In mac-theobio/effects: isolated confidence intervals and bias-corrected predictor effects
Bicko:
- It seems distinguishing between prediction and effects is a bit hard. How about prediction and prediction effects.
- Predictions: the central line
- Prediction (predictor?) effects: the curves which describe our uncertainty around the predictions and can be non-isolated (non-anchored) or isolated (anchored)?
We should talk about estimates before we get to confidence intervals.
The main thing about estimates is the reference point.
We should talk specifically about how taking the average as a reference point makes clear sense in a linear model.
We should talk about effect-style plots and prediction-style plots. A prediction-style plot is about predicting observations (or the ensemble mean of observations) for a given value of the focal predictor. For this, we want to use the classic curved confidence intervals (or prediction intervals). A prediction-style plot will generally focus on total effects, and so will often be based on a univariate fit.

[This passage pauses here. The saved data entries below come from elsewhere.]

PR #3948, opened 2026-03-06
feat: support redis:// and rediss:// protocol schemes

yogasw:
Registered 'redis://' and 'rediss://' protocol schemes in the electron builder configuration. 

This allows the desktop application to be opened directly via deep links from browsers or terminals. I have manually verified this by updating the Info.plist in my local environment and confirmed that running 'open redis://localhost:6379' successfully triggers the application.


not-night-but (approved):

not-night-but:
Thanks for the contribution!

Issue #2370, opened 2024-08-20
SSH Tunnel does not re-establish itself after losing connection


rathboma:
Here’s a GitHub issue based on the email:

---

**Title:** SSH Tunnel Reconnection Issue After Network Change

**Description:**

**Issue:**  
When using SSH tunnels to connect to DB servers, Beekeeper Studio does not automatically re-establish the tunnel if the connection breaks (e.g., due to a change of Wi-Fi). As a result, the app continues to show the disconnected state, and actions like tapping on `# unknown` or reloading the page do not trigger a reconnection. Eventually, the app times out with a `connect ETIMEDOUT` error.

**Steps to Reproduce:**

1. Establish a connection to a DB server via an SSH tunnel.
2. Change the network (e.g., switch Wi-Fi).
3. Attempt to interact with the DB connection in Beekeeper Studio (e.g., tap on `# unknown` or reload a page that requires DB access).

An effect-style plot is an attempt to visualize the effect of a focal predictor. In this case, we suggest the narrower confidence intervals. Here, it makes equal sense to think about the total effect of our focal predictor, from a univariate model, or the direct effects – after controlling for whatever – from a multivariate model.
Language
It might be better to say focal variable, or focal input variable, otherwise we are conflating predictor with something we use to make a prediction. I'm also thinking it might be good to just say "variable" for input variable, but in this case we need yet another name for the statistical variables.
I'm worried right now about "predictor" for "statistical variable", since we then say "focal predictor" to refer to an input variable instead. How about "variable" (sometimes "input variable") for the science and "vector" (sometimes "input vector") for the stats – an input variable may correspond to more than one input vector
Predictions vs. effects
I'd like to start by talking about predictions vs. effects. Predictions are the standard curves; they tell us what we expect to see if we know the value of the focal predictor.

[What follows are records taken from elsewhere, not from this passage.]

PR #3964, opened 2026-03-12
Feat/editable results

### LINKED ISSUE #2429: Feature Request: Enable In-Place Editing of Query Results
Users have expressed a desire to edit query result fields directly within the results view. This feature would be especially useful if there is a Primary Key (PK) in the result set. The proposed functionality includes:

1. In-place field editing.
2. An auto-update mode for immediate application of changes or an option to highlight changes and apply them later with a button.

This enhancement would greatly improve user experience and efficiency when working with query results.
***

### LINKED ISSUE #3191: FEAT: allow edit in selected rows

The lines inside (effects) are a little different: they are a good way to visualize the effect of the focal predictor. Unlike predictions, where the uncertainty captures the uncertainty in the whole model, the effects plot focuses on uncertainty in the effect of the focal predictor only -- thus, for example, if an effect is barely significant (P exactly 0.05), one end of the CI will be exactly a horizontal line for the effects plot, but not for the prediction plot. Also, the uncertainty curves for the effect, but not for the prediction, depend on the "anchor".
Also talk about the fact that what we call prediction plots can have either confidence intervals (for the predicted mean) or ``prediction intervals'' for points (we should not show the latter).

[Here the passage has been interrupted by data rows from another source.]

PR #3973, opened 2026-03-17
Use ~/.ssh/config in ssh agent auth type

azmy60:
The following ssh options can be derived from `~/.ssh/config`:

- Hostname
- Port
- IdentityFile
- User

For example, suppose this is the ssh config that we have:

```config
Host dockertest
  Hostname 192.168.1.20
  Port 2222
  IdentityFile ~/.ssh/dockertest_key
  User beekeeper
```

It is interesting, I think, that all of this comes down to choosing a reference, point, an anchor, and then whether or not to include uncertainty in the intercept (so that all of the uncertainty from all of the other variables in the model is somehow channeled through the intercept).
FIGURE showing a splash plot.
Model center
A linear model naturally centers around the model center. This is the average point of the columns of the model matrix. The prediction at the model center is always the average value of the response variable.
Note that the model center does not always correspond to logically possible values of the input variables, since there can be more vectors than variables.
Anchor
If we are trying to focus on effects, the anchor from which we calculate CIs becomes important. This is not true for the more conventional prediction plots: we can choose any anchor, and the linear algebra sorts out to the same answer. The model center seems like a a natural, stable choice.
FIGURE showing a center-anchored and a zero-anchored isolated effects plot.
If we have more than one input vector for our focal variable, however, the model center does not correspond to any given value of the variable, and we don't get the nice crossing we get in simpler cases.
FIGURE showing a multi-parameter focal variable, and a failure to cross. Compare with using the variable center?
Reference point
In simple models, the reference point affects only the intercept. We can always get this exactly right by using the model center.
FIGURE showing a model-centered reference point and a variable-centered reference point (and showing clearly how the former works better). We should make the latter ourselves, but also mention that it is the default for competing packages.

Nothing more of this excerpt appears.